Hemant Trevedi’s pageant winning gowns in all their ornate glory are still one of his finest creations to date. From Lara’s winning number in red at the Miss Universe 2000 pageant to Priyanka’s strapless nude gown for Miss World 2000, Trevedi’s eye for well balanced red carpet couture is a laudable trait. Not too harsh on the eye yet striking enough to make heads turn. And his namesake pret label now retails wearable Indian pieces with Dia Mirza being a frontrunner in endorsing the brand.
Being conferred upon the Chevalier des Arts et des Lettres and multiple other awards, Ritu Beri has seen it all. The Delhi based designer was also was appointed an advisor to the Khadi and Village Industries Commission alongside heading the French fashion house, Jean Louis Scherrer back in 2000. Her personal design ethos is inspirited by her Punjabi roots and their subsequent referencing in her runway collections. This collection of hers titled ‘Punjabi Rock & Roll’ screams Versailles meets Patiala and we’re loving it.
Power dressing is on every fashion designer’s radar, be it couture, pret or even bridal. Yes, bridal. Blouses with power shoulders are a thing, you know. But Ashish Soni is no novice when it comes to the blazer battleground. Being the first Indian designer to show at New York Fashion Week back in ’05, Ashish Soni was termed as ‘one of New York’s new discoveries’ by fashion journalist Suzy Menkes. One could also credit him with spearheading this trend amongst his Indian counterparts. His comprehension of lines, cuts and embellishment is unparalleled, emblematic of well-executed design thinking.
I’ll be damned if I give an introduction for this eminent stalwart, the absolute best of our industry. His client list is graced by Lady Gaga, Nicki Minaj and Katy Perry. His tryst with colours, lots and lots of them woven gracefully with his peculiar choice of silhouettes presents his aesthetic as singularly defined eccentricism. His affinity for 3D experimentation is no secret along with unusual materials often constituting an integral part of his lineup.

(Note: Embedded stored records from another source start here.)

PR #456, opened 2024-08-15
[feat] LOBJ controller updated for mutable fields LinodeObjectStorage Finalizer removed

unnatiagg:
This PR enables the LOBJ controller to update mutable fields like ACL, CorsEnabled on the actual cloud Manager. 
The LinodeObjectStorage Finalizer has been removed with the entirety of Reconciling delete functionality. 

Test cases have been added for Updating the Fields and Reconciling Delete testcases have been filtered. 

Fixes #

**TODOs**:

- [ ] squashed commits
- [ ] includes documentation
- [ ] adds unit tests


cloud/services/object_storage_buckets.go
```diff
@@ -30,7 +46,7 @@ func EnsureObjectStorageBucket(ctx context.Context, bScope *scope.ObjectStorageB
 		Region:      bScope.Bucket.Spec.Region,
 		Label:       bScope.Bucket.Name,
 		ACL:         linodego.ObjectStorageACL(bScope.Bucket.Spec.ACL),
-		CorsEnabled: bScope.Bucket.Spec.CorsEnabled,
+		CorsEnabled: util.Pointer(bScope.Bucket.Spec.CorsEnabled),
```
eljohnson92, line 49: we shouldn't need to use this util here
```suggestion
		CorsEnabled: &bScope.Bucket.Spec.CorsEnabled,
```

cloud/services/object_storage_buckets.go
```diff
@@ -11,7 +11,7 @@ import (
 	"github.com/linode/cluster-api-provider-linode/util"
 )
 
-func EnsureObjectStorageBucket(ctx context.Context, bScope *scope.ObjectStorageBucketScope) (*linodego.ObjectStorageBucket, error) {
+func EnsureAndUpdateObjectStorageBucket(ctx context.Context, bScope *scope.ObjectStorageBucketScope) (*linodego.ObjectStorageBucket, error) {
```
eljohnson92, line 14: I think there is an opportunity to simplify this nested if logic here, could we do a small refactor here so it is something like
```
if bucket == nil {
 return create bucket
}
if bucketAccess == bscope.Access { return bucket, nil }
update bucketAccess
return bucket,nil
```

cloud/services/object_storage_buckets.go
```diff
@@ -21,7 +21,23 @@ func EnsureObjectStorageBucket(ctx context.Context, bScope *scope.ObjectStorageB
 		return nil, fmt.Errorf("failed to get bucket from region %s: %w", bScope.Bucket.Spec.Region, err)
 	}
 	if bucket != nil {
-		bScope.Logger.Info("Bucket exists")
+		bucketAccess, err := bScope.LinodeClient.GetObjectStorageBucketAccess(
```
komer3, line 24: Nit: I think adding a log here to say we have an existing bucket and we are updating/updated bucket access would be beneficial

cloud/services/object_storage_buckets.go
```diff
@@ -20,24 +20,45 @@ func EnsureObjectStorageBucket(ctx context.Context, bScope *scope.ObjectStorageB
...
+		bucket.Region,
+		bucket.Label,
+	)
+	if err != nil {
+		return nil, fmt.Errorf("failed to get bucket access details for %s: %w", bScope.Bucket.Name, err)
 	}
 
-	if bucket, err = bScope.LinodeClient.CreateObjectStorageBucket(ctx, opts); err != nil {
-		return nil, fmt.Errorf("failed to create bucket: %w", err)
+	if (bucketAccess.ACL == linodego.ObjectStorageACL(bScope.Bucket.Spec.ACL)) && bucketAccess.CorsEnabled == bScope.Bucket.Spec.CorsEnabled {
```
bcm820, line 49: nit: Parens are not needed around the first conditional

controller/linodeobjectstoragebucket_controller.go
```diff
@@ -117,15 +115,6 @@ func (r *LinodeObjectStorageBucketReconciler) reconcile(ctx context.Context, bSc
...
-
-	if !bScope.Bucket.DeletionTimestamp.IsZero() {
-		return res, r.reconcileDelete(bScope)
-	}
-
-	if err := bScope.AddFinalizer(ctx); err != nil {
-		return res, err
-	}
-
 	if err := r.reconcileApply(ctx, bScope); err != nil {
```
bcm820, line 118: We should still check if `!bScope.Bucket.DeletionTimestamp.IsZero()` and return `res, nil` to avoid invoking `r.reconcileApply` when the resource is deleted.

bcm820: Alternatively, we could implement Predicate's Delete function to always return false to ignore all deletions. Down at Line 174-
```go
		WithEventFilter(predicate.And(
			predicate.Funcs{DeleteFunc: func(event.DeleteEvent) bool { return false }},
			predicates.ResourceHasFilterLabel(mgr.GetLogger(), r.WatchFilterValue),
			predicate.GenerationChangedPredicate{},
		)).
```

unnatiagg: @bcm820 I checked a few times, even without your suggested predicate changes, the reconcile loop is not triggered at all on Deletion. I checked a few times and added logger statements while debugging as well. My understanding was, previously it was called due to an update event on the Deletiontimestamp and then reconciled. Is my understanding correct? Without finalizers, isn't the resource sent for deletion immediately?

Coutuiere and costume stylist extraordinaire Neeta Lulla is one of the first names to pop up when speaking about India’s foray into high-end designer fashion. After finding a dedicated clientele in Aishwarya Rai, Shilpa Shetty, Sridevi and many more B-Town actresses, Neeta gravitated towards a lot of costume designing. Having donned the stylist hat for a plethora of periodic sagas like Manikarnika, Devdas and Jodhaa Akhbar, her sartorial virtuosity is apparent through her penchant for beautifully showcasing India’s colossal textile history.